BEGIN Data listing

Issue #136, opened 2023-08-15
Please include `region` data in SARIF if available :vertical_traffic_light: 


jamacku:
In the current implementation, only `region.startLine` is populated. I would like to see also `endColumn`, `endLine`, and `startColumn`.

#### Example

```sh
shellcheck --format=json1 src/index.sh | csgrep --mode=sarif
```

ShellCheck output:

```json
{
  "comments": [
    {
      "file": "src/index.sh",
      "line": 4,
      "endLine": 4,
      "column": 27,
      "endColumn": 43,
      "level": "info",
      "code": 2312,
      "message": "Consider invoking this command separately to avoid masking its return value (or use '|| true' to ignore).",
      "fix": null
    },
  ],
}
```

csgrep output:

```json
{
    "$schema": "https://json.schemastore.org/sarif-2.1.0.json",
    "version": "2.1.0",
    "runs": [
        {
            "results": [
                {
                    "ruleId": "SHELLCHECK_WARNING: info[SC2312]",
                    "locations": [
                        {
                            "id": 0,
                            "physicalLocation": {
                                "artifactLocation": {
                                    "uri": "src/index.sh"
                                },
                                "region": {
                                    "startLine": 4
                                }
                            }
                        }
                    ],
                    "message": {
                        "text": "Consider invoking this command separately to avoid masking its return value (or use '|| true' to ignore)."
                    },
                },
            ]
        }
    ]
}
```

I would like to see:

```json
{
    "startLine": 4
    "startColumn": 27,
    "endLine": 4,
    "endColumn": 43,
}
```

It could greatly improve user experience on platforms like GitHub that can display SARIF data in UI.

kdudka:
@jamacku Sorry for the delay!  I have submitted a pull request to implement this: https://github.com/csutils/csdiff/pull/167

jamacku:
Thank you @kdudka 🚀

PR #167, opened 2024-03-29
propagate endLine/endColumn

kdudka:
Initially csdiff supported only `startLine`/`startColumn`.  Some scanners provide also `endLine`/`endColumn` to denote a region of certain size.

The extra information is stored efficiently in the internal data structure and in csdiff's native JSON format by tracking the diff between `startLine`/`endLine` and `startColumn`/`endColumn`, respectively, and only when the diff is a non-zero (positive) number.

Resolves: https://github.com/csutils/csdiff/issues/136

### DIFF
--- a/src/lib/defect.hh
+++ b/src/lib/defect.hh
@@ -20,6 +20,7 @@
 #ifndef H_GUARD_DEFECT_H
 #define H_GUARD_DEFECT_H
 
+#include <limits>
 #include <map>
 #include <string>
 #include <vector>
@@ -54,6 +55,10 @@ struct DefEvent {
     /// 0 = key event,  1 = info event,  2 = trace event
     int                 verbosityLevel  = 0;
 
+    using TNumDiff = unsigned short;
+    TNumDiff            hSize           = 0; //< endColumn - startColumn
+    TNumDiff            vSize           = 0; //< endLine - startLine
+
     DefEvent() { }
 
     explicit DefEvent(const std::string &event):
@@ -61,6 +66,15 @@ struct DefEvent {
     {
     }
 };
+
+///< return (end - beg) if it is positive and fits into target type, 0 otherwise
+inline DefEvent::TNumDiff diffNums(const int beg, const int end)
+{
+    const int diff = end - beg;
+    return (0 < diff && diff < std::numeric_limits<DefEvent::TNumDiff>::max())
+        ? diff
+        : 0;
+}
 
 inline bool cmpEvents(bool *pResult, const DefEvent &a, const DefEvent &b)
 {
@@ -70,6 +84,8 @@ inline bool cmpEvents(bool *pResult, const DefEvent &a, const DefEvent &b)
     RETURN_BY_REF_IF_COMPARED(a, b, event);
     RETURN_BY_REF_IF_COMPARED(a, b, msg);
     RETURN_BY_REF_IF_COMPARED(a, b, verbosityLevel);
+    RETURN_BY_REF_IF_COMPARED(a, b, hSize);
+    RETURN_BY_REF_IF_COMPARED(a, b, vSize);
 
     // incomparable events
     return false;
--- a/src/lib/parser-json-gcc.cc
+++ b/src/lib/parser-json-gcc.cc
@@ -21,6 +21,8 @@
 
 #include "parser-gcc.hh"            // for GccPostProcessor
 
+using std::string;
+
 struct GccTreeDecoder::Private {
     GccPostProcessor            postProc;
 };
@@ -32,10 +34,56 @@ GccTreeDecoder::GccTreeDecoder():
 
 GccTreeDecoder::~GccTreeDecoder() = default;
 
+static bool gccReadLocRegion(
+        DefEvent           *pEvt,
+        const pt::ptree    &start,
+        const pt::ptree    &finish)
+{
+    // read file name
+    pEvt->fileName = valueOf<string>(start, "file", "<unknown>");
+    if (pEvt->fileName != valueOf<string>(finish, "file", "<unknown>"))
+        return false;
+
+    // read line
+    if ((pEvt->line = valueOf<int>(start, "line"))) {
+        const int endLine = valueOf<int>(finish, "line");
+        pEvt->vSize = diffNums(pEvt->line, endLine);
+    }
+
+    // read column
+    if ((pEvt->column = valueOf<int>(start, "byte-column"))) {
+        const int endColumn = valueOf<int>(finish, "byte-column");
+        pEvt->hSize = diffNums(pEvt->column, endColumn);
+    }
+
+    return true;
+}
+
+static void gccReadLocation(DefEvent *pEvt, const pt::ptree *locs)
+{
+    if (locs->empty())
+        return;
+
+    const pt::ptree &firstLoc = locs->begin()->second;
+
+    // try to read a region between start..finish
+    const pt::ptree *start, *finish;
+    if (findChildOf(&start, firstLoc, "start")
+            && findChildOf(&finish, firstLoc, "finish")
+            && gccReadLocRegion(pEvt, *start, *finish))
+        return;
+
+    // fallback to caret
+    const pt::ptree *caret;
+    if (findChildOf(&caret, firstLoc, "caret")) {
+        pEvt->fileName  = valueOf<string>(*caret, "file", "<unknown>");
+        pEvt->line      = valueOf<int>   (*caret, "line");
+        pEvt->column    = valueOf<int>   (*caret, "byte-column");
+    }
+}
+
 static bool gccReadEvent(DefEvent *pEvt, const pt::ptree &evtNode)
 {
-    using std::string;
-
     // read kind (error, warning, note)
     string &evtName = pEvt->event;
     evtName = valueOf<string>(evtNode, "kind");
@@ -45,14 +93,8 @@ static bool gccReadEvent(DefEvent *pEvt, const pt::ptree &evtNode)
     // read location
     pEvt->fileName = "<unknown>";
     const pt::ptree *locs;
-    if (findChildOf(&locs, evtNode, "locations") && !locs->empty()) {
-        const pt::ptree *caret;
-        if (findChildOf(&caret, locs->begin()->second, "caret")) {
-            pEvt->fileName  = valueOf<string>(*caret, "file", "<unknown>");
-            pEvt->line      = valueOf<int>   (*caret, "line");
-            pEvt->column    = valueOf<int>   (*caret, "byte-column");
-        }
-    }
+    if (findChildOf(&locs, evtNode, "locations"))
+        gccReadLocation(pEvt, locs);
 
     // read message
     pEvt->msg = valueOf<string>(evtNode, "message", "<unknown>");
--- a/src/lib/parser-json-simple.cc
+++ b/src/lib/parser-json-simple.cc
@@ -71,8 +71,10 @@ SimpleTreeDecoder::Private::Private(InStream &input):
         "column",
         "event",
         "file_name",
+        "h_size",
         "line",
         "message",
+        "v_size",
         "verbosity_level",
     };
 }
@@ -134,6 +136,8 @@ bool SimpleTreeDecoder::readNode(Defect *def)
     TEvtList &evtListDst = def->events;
     const pt::ptree &evtListSrc = defNode.get_child("events");
     for (const pt::ptree::value_type &evtItem : evtListSrc) {
+        using TNumDiff = DefEvent::TNumDiff;
+
         const pt::ptree &evtNode = evtItem.second;
         d->reportUnknownNodes(Private::NK_EVENT, evtNode);
 
@@ -141,6 +145,8 @@ bool SimpleTreeDecoder::readNode(Defect *def)
         evt.fileName    = valueOf<std::string   >(evtNode, "file_name");
         evt.line        = valueOf<int           >(evtNode, "line");
         evt.column      = valueOf<int           >(evtNode, "column");
+        evt.hSize       = valueOf<TNumDiff      >(evtNode, "h_size");
+        evt.vSize       = valueOf<TNumDiff      >(evtNode, "v_size");
         evt.event       = valueOf<std::string   >(evtNode, "event");
         evt.msg         = valueOf<std::string   >(evtNode, "message");
         evt.verbosityLevel = valueOf<int>(evtNode, "verbosity_level", -1);
--- a/tests/csgrep/0090-sarif-writer-illegal-utf8-sequence-stdout.txt
+++ b/tests/csgrep/0090-sarif-writer-illegal-utf8-sequence-stdout.txt
@@ -30,9 +30,6 @@
                             "physicalLocation": {
                                 "artifactLocation": {
                                     "uri": "test.c"
-                                },
-                                "region": {
-                                    "startLine": 0
                                 }
                             }
                         }
@@ -51,9 +48,6 @@
                                                 "physicalLocation": {
                                                     "artifactLocation": {
                                                         "uri": "test.c"
-                                                    },
-                                                    "region": {
-                                                        "startLine": 0
                                                     }
                                                 },
                                                 "message": {
--- a/tests/csgrep/0094-gcc-json-stdout.txt
+++ b/tests/csgrep/0094-gcc-json-stdout.txt
@@ -49,7 +49,8 @@
                 {
                     "file_name": "xxx.c",
                     "line": 11,
-                    "column": 15,
+                    "column": 11,
+                    "h_size": 7,
                     "event": "warning[-Wunused-parameter]",
                     "message": "unused parameter ‘argc’",
                     "verbosity_level": 0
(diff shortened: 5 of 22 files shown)


src/lib/defect.hh
```diff
@@ -54,6 +55,9 @@ struct DefEvent {
     /// 0 = key event,  1 = info event,  2 = trace event
     int                 verbosityLevel  = 0;
 
+    short               hSize           = 0; //< endColumn - startColumn
+    short               vSize           = 0; //< endLine - startLine
```
lzaoral, line 59: I'd probably use `unsigned short`, because `diffNums` already makes sure that the stored value is not negative.

src/lib/defect.hh
```diff
@@ -62,6 +66,15 @@ struct DefEvent {
     }
 };
 
+///< return (end - beg) if it is positive and fits into `short`, 0 otherwise
+inline short diffNums(const int beg, const int end)
+{
+    const int diff = end - beg;
+    return (0 < diff && diff < std::numeric_limits<short>::max())
+        ? diff
+        : 0;
```
lzaoral, line 75: OT: When we switch to C++17, we can repalce this with `std::clamp`: https://en.cppreference.com/w/cpp/algorithm/clamp

src/lib/parser-json-gcc.cc
```diff
@@ -32,6 +32,56 @@ GccTreeDecoder::GccTreeDecoder():
 
 GccTreeDecoder::~GccTreeDecoder() = default;
 
+static bool gccReadLocRegion(
+        DefEvent           *pEvt,
+        const pt::ptree    &beg,
+        const pt::ptree    &end)
+{
+    // read file name
```
lzaoral, line 40: Maybe add `using std::string` for consistency with the functions below?

src/lib/parser-json-gcc.cc
```diff
@@ -32,6 +32,56 @@ GccTreeDecoder::GccTreeDecoder():
...
+    if (locs->empty())
+        return;
+
+    const pt::ptree &firstLoc = locs->begin()->second;
+
+    // try to read a region between start..finish
+    const pt::ptree *beg, *end;
+    if (findChildOf(&beg, firstLoc, "start")
+            && findChildOf(&end, firstLoc, "finish")
+            && gccReadLocRegion(pEvt, *beg, *end))
```
lzaoral, line 73: Nit:  I'd use different names for the pointers because the first thing that came to my mind I saw `*end` was:
> Why is there a deference of end iterator?

(The same remark applies also to the function above.)

src/lib/parser-json-gcc.cc
```diff
@@ -32,6 +32,56 @@ GccTreeDecoder::GccTreeDecoder():
...
+        return false;
+
+    // read line
+    if ((pEvt->line = valueOf<int>(beg, "line"))) {
+        const int endLine = valueOf<int>(end, "line");
+        pEvt->vSize = diffNums(pEvt->line, endLine);
+    }
+
+    // read column
+    if ((pEvt->column = valueOf<int>(beg, "byte-column"))) {
```
lzaoral, line 52: Is it possible that GCC will generate report that will have `0` for the start line and some positive value for the finish line?  (The same goes for columns.)

jamacku (commented):
Thank you for working on this RFE. I have tried to test it, and unfortunately, the `endLine`/`endColumn` properties aren't filled for the following shell script.

```
[root@vm-10-0-187-125 ~]# cat main.sh 
# shell.sh
echo $1                           # Unquoted variables
find . -name *.ogg                # Unquoted find/grep patterns
rm "~/my file.txt"                # Quoted tilde expansion
v='--verbose="true"'; cmd $v      # Literal quotes in variables
for f in "*.ogg"                  # Incorrectly quoted 'for' loops
touch $@                          # Unquoted $@

[root@vm-10-0-187-125 ~]# shellcheck --format=json1 main.sh | csgrep --mode=sarif  | sarif-fmt
error: Couldn't parse this for loop. Fix to allow more checks.
  ┌─ main.sh:6:1
  │
6 │ for f in "*.ogg"                  # Incorrectly quoted 'for' loops
  │ ^^^^^^^^^^^^^^^^^^^^^^^^^^^^^^^^^^^^^^^^^^^^^^^^^^^^^^^^^^^^^^^^^^

error: Expected 'do'.
  ┌─ main.sh:7:1
  │
7 │ touch $@                          # Unquoted $@
  │ ^^^^^^^^^^^^^^^^^^^^^^^^^^^^^^^^^^^^^^^^^^^^^^^

error: Expected 'do'. Fix any mentioned problems and try again.
  ┌─ main.sh:7:1
  │
7 │ touch $@                          # Unquoted $@
  │ ^^^^^^^^^^^^^^^^^^^^^^^^^^^^^^^^^^^^^^^^^^^^^^^

error: 0 errors emitted

[root@vm-10-0-187-125 ~]# shellcheck --format=json main.sh | shellcheck-sarif  | sarif-fmt
error: Couldn't parse this for loop. Fix to allow more checks.
  ┌─ main.sh:6:1
  │
6 │ for f in "*.ogg"                  # Incorrectly quoted 'for' loops
  │ ^
  │
  = SC1073
  = For more information: https://www.shellcheck.net/wiki/SC1073

error: Expected 'do'.
  ┌─ main.sh:7:1
  │
7 │ touch $@                          # Unquoted $@
  │ ^
  │
  = SC1058
  = For more information: https://www.shellcheck.net/wiki/SC1058

error: Expected 'do'. Fix any mentioned problems and try again.
  ┌─ main.sh:7:1
  │
7 │ touch $@                          # Unquoted $@
  │ ^
  │
  = SC1072
  = For more information: https://www.shellcheck.net/wiki/SC1072

error: 0 errors emitted
```

But when I commented last two lines, so ShellCheck could parse the whole file, the properties are set correctly by `csgrep`

```
[root@vm-10-0-187-125 ~]# cat main.sh 
# shell.sh
echo $1                           # Unquoted variables
find . -name *.ogg                # Unquoted find/grep patterns
rm "~/my file.txt"                # Quoted tilde expansion
v='--verbose="true"'; cmd $v      # Literal quotes in variables
#for f in "*.ogg"                  # Incorrectly quoted 'for' loops
#touch $@                          # Unquoted $@

shellcheck --format=json1 main.sh | csgrep --mode=sarif  | sarif-fmt
error: Tips depend on target shell and yours is unknown. Add a shebang or a 'shell' directive.
  ┌─ main.sh:1:1
  │
1 │ # shell.sh
  │ ^^^^^^^^^^

warning: Double quote to prevent globbing and word splitting.
  ┌─ main.sh:2:6
  │
2 │ echo $1                           # Unquoted variables
  │      ^^

warning: Quote the parameter to -name so the shell won't interpret it.
  ┌─ main.sh:3:14
  │
3 │ find . -name *.ogg                # Unquoted find/grep patterns
  │              ^^^^^

warning: Use ./*glob* or -- *glob* so names with dashes won't become options.
  ┌─ main.sh:3:14
  │
3 │ find . -name *.ogg                # Unquoted find/grep patterns
  │              ^

warning: Tilde does not expand in quotes. Use $HOME.
  ┌─ main.sh:4:5
  │
4 │ rm "~/my file.txt"                # Quoted tilde expansion
  │     ^^^^^^^^^^^^^

warning: Quotes/backslashes will be treated literally. Use an array.
  ┌─ main.sh:5:3
  │
5 │ v='--verbose="true"'; cmd $v      # Literal quotes in variables
  │   ^^^^^^^^^^^^^^^^^^

warning: Quotes/backslashes in this variable will not be respected.
  ┌─ main.sh:5:27
  │
5 │ v='--verbose="true"'; cmd $v      # Literal quotes in variables
  │                           ^^

warning: 6 warnings emitted
error: 6 errors emitted
```

src/lib/parser-json-gcc.cc
lzaoral: And the same also goes for different input formats.

src/lib/parser-json-simple.cc
```diff
@@ -141,6 +143,8 @@ bool SimpleTreeDecoder::readNode(Defect *def)
         evt.fileName    = valueOf<std::string   >(evtNode, "file_name");
         evt.line        = valueOf<int           >(evtNode, "line");
         evt.column      = valueOf<int           >(evtNode, "column");
+        evt.hSize       = valueOf<short         >(evtNode, "h_size");
+        evt.vSize       = valueOf<short         >(evtNode, "v_size");
```
lzaoral, line 147: Do not forget to update these as well, if you change the type to `unsigned short`.

tests/csgrep/0094-gcc-json-stdout.txt
```diff
@@ -49,7 +49,8 @@
                 {
                     "file_name": "xxx.c",
                     "line": 11,
-                    "column": 15,
+                    "column": 11,
+                    "h_size": 7,
```
lzaoral, line 53: This is suspicious.  Other updated test outputs did not change existing fields.

tests/csgrep/0094-gcc-json-stdout.txt
```diff
@@ -65,7 +66,8 @@
                 {
                     "file_name": "xxx.c",
                     "line": 11,
-                    "column": 27,
+                    "column": 21,
+                    "h_size": 11,
```
lzaoral, line 70: Ditto.

lzaoral (changes requested):

kdudka:
@jamacku Thank you for testing it!  The problem you pointed out should be fixed in b67c44fbc8cbbf180f051105bf341c814fb3102a.

src/lib/defect.hh
kdudka: The idea was to avoid mixing signed/unsigned types while adding them to `line` and `column`, which are signed.  On the other hand `usigned short` allows us to propagate one more bit.  I have also created the `TNumDiff` type name so that this is easier to change later on.  Committed as 10afff8d6350174311c1e79555aea9143ff9c88a.

src/lib/defect.hh
kdudka: `std::clamp` with return `USHORT_MAX` for numbers above the limit whereas `diffNums()` returns 0 in this case, which means the value is dropped.

src/lib/parser-json-gcc.cc
kdudka: I have moved it to the global level (after includes) to simplify it.  Fixed in e886689876a46b9d682b10c8d9fe6f4de44ab770.

src/lib/parser-json-gcc.cc
kdudka: Renamed to `start` and `finish` in e886689876a46b9d682b10c8d9fe6f4de44ab770.

src/lib/parser-json-gcc.cc
kdudka: All the tools I know number lines starting with 1.  If line number is 0, it means that line number is not available for the finding.  In that case, there is no region to size with `h_size`/`v_size`.

src/lib/parser-json-simple.cc
kdudka: Fixed in 10afff8d.

jamacku (commented):
Works great, Thank you

```
[root@vm-10-0-187-125 ~]# shellcheck --format=json1 main.sh | csgrep --mode=sarif  | sarif-fmt
error: Couldn't parse this for loop. Fix to allow more checks.
  ┌─ main.sh:6:1
  │
6 │ for f in "*.ogg"                  # Incorrectly quoted 'for' loops
  │ ^

error: Expected 'do'.
  ┌─ main.sh:7:1
  │
7 │ touch $@                          # Unquoted $@
  │ ^

error: Expected 'do'. Fix any mentioned problems and try again.
  ┌─ main.sh:7:1
  │
7 │ touch $@                          # Unquoted $@
  │ ^

error: 0 errors emitted
```
```
[root@vm-10-0-187-125 ~]# shellcheck --format=json1 main.sh | csgrep --mode=sarif  | sarif-fmt
error: Tips depend on target shell and yours is unknown. Add a shebang or a 'shell' directive.
  ┌─ main.sh:1:1
  │
1 │ # shell.sh
  │ ^

warning: Double quote to prevent globbing and word splitting.
  ┌─ main.sh:2:6
  │
2 │ echo $1                           # Unquoted variables
  │      ^^

warning: Quote the parameter to -name so the shell won't interpret it.
  ┌─ main.sh:3:14
  │
3 │ find . -name *.ogg                # Unquoted find/grep patterns
  │              ^^^^^

warning: Use ./*glob* or -- *glob* so names with dashes won't become options.
  ┌─ main.sh:3:14
  │
3 │ find . -name *.ogg                # Unquoted find/grep patterns
  │              ^

warning: Tilde does not expand in quotes. Use $HOME.
  ┌─ main.sh:4:5
  │
4 │ rm "~/my file.txt"                # Quoted tilde expansion
  │     ^^^^^^^^^^^^^

warning: Quotes/backslashes will be treated literally. Use an array.
  ┌─ main.sh:5:3
  │
5 │ v='--verbose="true"'; cmd $v      # Literal quotes in variables
  │   ^^^^^^^^^^^^^^^^^^

warning: Quotes/backslashes in this variable will not be respected.
  ┌─ main.sh:5:27
  │
5 │ v='--verbose="true"'; cmd $v      # Literal quotes in variables
  │                           ^^

warning: 6 warnings emitted
error: 6 errors emitted
```

tests/csgrep/0094-gcc-json-stdout.txt
kdudka: The native JSON output of GCC is too rich for `csdiff` to handle it (and obsoleted by GCC's SARIF output already).  It provides up to three pairs of line/column:

- `start`
- `finish`
- `caret` (may point somewhere between `start` and `finish`)

The initial implementation of `GccTreeDecoder` completely ignored `start` a `finish` because `caret` was the only object that was available in all events (except events that had no location info at all).

This pull request changes `GccTreeDecoder` to use `start`/`finish` in a way that is compatible with SARIF's region object if both `start` and `finish` are available.  If any of them is missing (you can find examples in csdiff's test-suite), there is a fallback to `caret`.

Does it make sense?

tests/csgrep/0094-gcc-json-stdout.txt
kdudka: Ditto.

tests/csgrep/0094-gcc-json-stdout.txt
lzaoral: Yes, it makes perfect sense.  Thank you for the explanation, @kdudka!

kdudka:
@jamacku Perfect.  Thank you for testing it!

tests/csgrep/0090-sarif-writer-illegal-utf8-sequence-stdout.txt
```diff
@@ -32,7 +32,8 @@
                                     "uri": "test.c"
                                 },
                                 "region": {
-                                    "startLine": 0
+                                    "startLine": 0,
+                                    "endLine": 0
```
lzaoral, line 36: nit: The input file is an artificial test created in 620dc470d46908c64d3a5d14c78e015c71836aee which does not include line information at all.  Shall we fix that?

tests/csgrep/0094-gcc-json-stdout.txt
lzaoral: Oh, now I get it why it is called `caret`:
```
test.c: In function ‘main’:
test.c:4:13: warning: ‘a’ is used uninitialized [-Wuninitialized]
    4 |     return a[0];
      |            ~^~~
```
It is the location of the literal `^` caret character in the diagnostic and `start` and `finish` seem to correspond to the boundaries of the `~` squiggly line.

lzaoral:
@jamacku This is probably unrelated to this PR but the first output from `sarif-fmt` in https://github.com/csutils/csdiff/pull/167#pullrequestreview-1976532916 is weird.  There three errors but the summary shows:
```
error: 0 errors emitted
```

tests/csgrep/0090-sarif-writer-illegal-utf8-sequence-stdout.txt
jamacku: It might be good to have such data for test purposes.

jamacku:
> @jamacku This is probably unrelated to this PR but the first output from `sarif-fmt` in [#167 (review)](https://github.com/csutils/csdiff/pull/167#pullrequestreview-1976532916) is weird. There three errors but the summary shows:
> 
> ```
> error: 0 errors emitted
> ```

TBH, I'm not sure what those values should represent. It is possible that values might be a bit misleading. For example the second report shows number of errors 6 but there is 7 reports.

lzaoral (approved):
Approving.  The comments above are either minor remarks or questions.

jamacku (approved):
LGTM, works with `sarif-fmt`

tests/csgrep/0090-sarif-writer-illegal-utf8-sequence-stdout.txt
kdudka: According to https://sarifweb.azurewebsites.net/Validation the zeroes trigger validation errors.  I will replace them with 1.

kdudka: Nope.  This is not a test input but invalid output of csdiff's SARIF writer.  The correct fix is to not write the `region` object in case we have no line numbers.

kdudka: Fixed in 1d29439addac86d5fe0265f2c6405e69f29d23ad.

END Data listing

Search the records for the string "kind" and, wherever a line contains it, please copy that line.

     // read kind (error, warning, note)
     evtName = valueOf<string>(evtNode, "kind");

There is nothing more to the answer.